Red Right 88

In Cleveland, hope dies last

Still Struggling for Reception

By establishing Mohamed Massaquoi and Brian Robiskie as the starting receivers, the Browns are relying on two second-year wide receivers.

The problem with that is there is growing evidence that a majority of wide receivers don’t adjust to the speed of the game and fully understand how to read defenses and run routes until their third season.

In his book, Take Your Eye off the Ball: How to Watch Football by Knowing Where to Look, Pat Kirwan, a senior analyst on NFL.com and former coach and front office member, highlights what a receiver must do during a play:

“It’s on the post-snap read that a receiver gets the true indicator of what the defensive back is going to do. If the cornerback lines up 7 or 8 yards off the line of scrimmage and is aligned with the receiver’s outside shoulder, it might look like off and soft to the receiver. But the receiver can’t be sure until after the snap, when he’ll see the cornerback backpedal and reveal his deep coverage principles. The receiver then immediately must decide whether he’s going to run a post, a deep curl or something in front of the deep coverage. That decision will also depend on another factor – the drop his quarterback will be taking, something the receiver must always be aware of.”

Another area young receivers struggle with is getting release off the line of scrimmage. Kirwan explains:

“Some great college receivers can’t even get off the line of scrimmage in the NFL. They never faced big, strong cornerbacks, guys who are 6’0″, 200 pounds and can bench 400 pounds. Some great college receivers never even have a chance to think about reading coverages because they’re too busy trying to get out of their stance.”

Former Browns quarterback Bernie Kosar gave still another example of the learning curve required of NFL wide receivers in an article in The Plain Dealer:

“Those passes down the sidelines that guys can’t catch and stay in bounds,” said Kosar. “If you watch them, you see that the receivers are 1-2 yards away from the sidelines as they run down field. That’s too close. They should be 5-6 yards. You want to give the quarterback about 15 feet to throw the ball between the receiver and the sidelines.”

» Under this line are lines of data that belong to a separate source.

PR #3831, opened 2024-05-05
Support RediSearch DIALECT 5

sazzad16:
- [x] Avoid escaping at query time
- [ ] Alias for tag fields (EXACT)
- [x] Avoid repeating for numeral equality
- [x] New dialect (5)


uglide (commented):
I suggest changing the title to "Test with RediSearch DIALECT 5" since there are no actual changes to support it.

sazzad16:
> I see there are a bunch of "redis.clients.jedis.exceptions.JedisDataException: DIALECT requires a non negative integer >=1 and <= 4". Do you plan to address them in this PR?

@uglide These are coming from the server (RediSearch). Once the server is ready/updated, these should go away.
BTW, if you know any docker image where we can test dialect 5, let me know so we can test this PR with that.

PR #4373, opened 2025-12-05
Expose method to add upstream driver libraries to CLIENT SETINFO payload

viktoriya-kutsarova:
This PR introduces support for attaching upstream driver library information to the CLIENT SETINFO command.

Changes:

Introduced a DriverInfo class with builder pattern to hold driver information and upstream drivers, providing validation and formatting. Updated ClientSetInfoConfig to use DriverInfo for appending upstream drivers, chaining on top of existing configurations, and optionally overriding the full driver name.

Why we need the change:

Some drivers, frameworks, or SDK layers are built on top of this client and need a way to report their own library identifiers to Redis. This helps improve observability, analytics, and troubleshooting by making the client stack visible through CLIENT LIST and related introspection commands.

### DIFF
--- a/src/main/java/redis/clients/jedis/DriverInfo.java
+++ b/src/main/java/redis/clients/jedis/DriverInfo.java
@@ -1,7 +1,3 @@
-/*
- * Copyright 2025-Present, Redis Ltd. and Contributors All rights reserved. Licensed under the MIT
- * License.
- */
 package redis.clients.jedis;
 
 import java.util.ArrayList;


src/main/java/redis/clients/jedis/DriverInfo.java
```diff
@@ -0,0 +1,292 @@
...
+
+    validateNoInvalidCharacters(driverName, "Driver name");
+
+    if (!driverName.matches(DRIVER_NAME_PATTERN)) {
+      throw new JedisValidationException(
+          "Upstream driver name must follow Maven artifactId naming conventions: "
+              + "lowercase letters, digits, hyphens, and underscores only, starting with a lowercase letter "
+              + "(e.g., 'spring-data-redis', 'lettuce-core', 'akka-redis_2.13')");
+    }
+  }
```
ggivo: Looking at the code, this is applied on the legacy code path, but the validation is more strict than existing one. Introduces maven naming convention (`DRIVER_NAME_PATTERN`), which, according to https://redis.io/docs/latest/commands/client-setinfo/ is not enforced.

On their training camp tour for Sirius NFL Radio, Kirwan and his on-air partner Tim Ryan talked about how the Browns receivers did not have the extra gear needed to get separation on a defensive back and give the quarterback an opportunity to drop the ball in. Without that speed, Massaquoi and Robiskie have to find other ways to get open, and that will only come with time.

The more you read about what it takes to be a successful NFL wide receiver, the more you realize what a big project this is for the team. And these examples are just the start; it’s not even taking into account how responsibilities change if you are the X, Y or Z receiver on a given play.

Of course, the Browns find themselves in this conundrum of their own doing. Because they did not have the proper people in place for the 2009 NFL Draft, they drafted two wide receivers in the same year, hoping they would be able to contribute sooner rather than later. By throwing in with Massaquoi and Robiskie, for better or worse the team has to live with the mistakes, limitations and growing pains.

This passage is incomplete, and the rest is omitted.